You can download the complete SAS program that I used to compute the GM, GSD, and GCV. The program also shows how to compute confidence intervals for these quantities. Finally, the program includes a SAS/IML function, geoStats, that makes it easy to compute the geometric statistics in SAS.

Share Distinguished Researcher in Computational Statistics

Rick Wicklin, PhD, is a distinguished researcher in computational statistics at SAS and is a principal developer of SAS/IML software. His areas of expertise include computational statistics, simulation, statistical graphics, and modern methods in statistical data analysis. Rick is author of the books Statistical Programming with SAS/IML Software and Simulating Data with SAS.

1. SAS IT Resource Management provides support for geometric and weighted geometric means. I'm not sure how much it is used in practice by customers.
Is it a spoiler alert to suggest you'll be blogging about harmonic mean in the future? (and is it possible to talk about harmonic means without referencing trains from Chicago and New York?)

Very good post!

• Thanks for writing. No, I wasn't planning to write about the harmonic mean (the third of the classical means that were known to Pythagoras). I haven't seen many questions about that topic from SAS users. But if I ever write about it, I will endeavor to avoid trains.

2. PROC UNIVARIATE can output GEOMEAN directly, but not GSD and GCV.

• Thanks. As far as I know, you can request that UNIVARIATE create an output data set that contains the geometric mean. You can also put it in an inset for a graph. But I don't think it appears in any tables.

3. Rick,
which is the interval [m0s, m+s]
should be
which is the interval [m-s, m+s]
?

• Yes. Thank you for finding that typo. I have fixed it.

4. Antonio Rodríguez on

Could be that you need to take care of the special case of any 0 derivating in data step? I saw that you keep only positive, but geometric mean of a subset with a 0 is 0, sice by definition is the root of a product.

• Thanks for writing. Yes, in the mathematical definition of the geometric mean (the nth root of a product), a single zero will cause the geometric mean itself to be zero. In statistics, the data must be strictly positive. When the data are positive, an equivalent definition is the mean of the logged values: (1/n) Sum of log(x_i).

The issue of zero (or even negative) values is a big mess. There have been several papers on the topic, but none of the techniques are widely accepted.

In practice, measurements have a lower limit based on the precision of the measuring instrument. For example, if a scientist is measuring lead in drinking water, the standard test has a detection limit of perhaps 0.05 μg/L. If a sample measures "zero", it really means that the amount of lead is below the threshold. The EPA has various guidelines (I am not an expert on them) that tell researchers how to report these numbers. For example, you could report the threshold (0.05) or half the threshold (0.025) or 0. But as you point out, if you record 0 then the entire (mathematical) answer is zero, which tells you nothing about the values of the other samples. If you use 0.025 versus 0.05, you get very different answers. The lesson is that the geometric mean is very sensitive to data values that are close to zero.

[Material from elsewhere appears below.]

PR #3332, opened 2020-03-27
Group managers should be loaded from security database at startup

adamretter:
Closes https://github.com/eXist-db/exist/pull/1578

5. Rick, Nice article , It helped me to understand the concepts. Is there any new way of Computing the geometric mean, geometric standard deviation, and geometric CV? I wanted to know what are the alternative solutions available. And i was trying to do the same using python libraries , if you know corresponding python solutions , then please suggest.

6. Dirkie Myburgh on

Can geometric mean be reported as 20.2 (9.44 - 43.3)? I'm not sure if this is an acceptable notation and I can't really find examples of this but it makes sense so I want to know if it is typically done that way? Most are not familiar with the */ notation and it might just be easier to understand the "range" notation.

• Many fields report a statistic and CI as you describe. When I wrote "95% of lognormal data should be in the interval [GM/GSD^2, GM*GSD^2]" I did not intend for anyone to write it like that. Plug in the numbers and report the interval.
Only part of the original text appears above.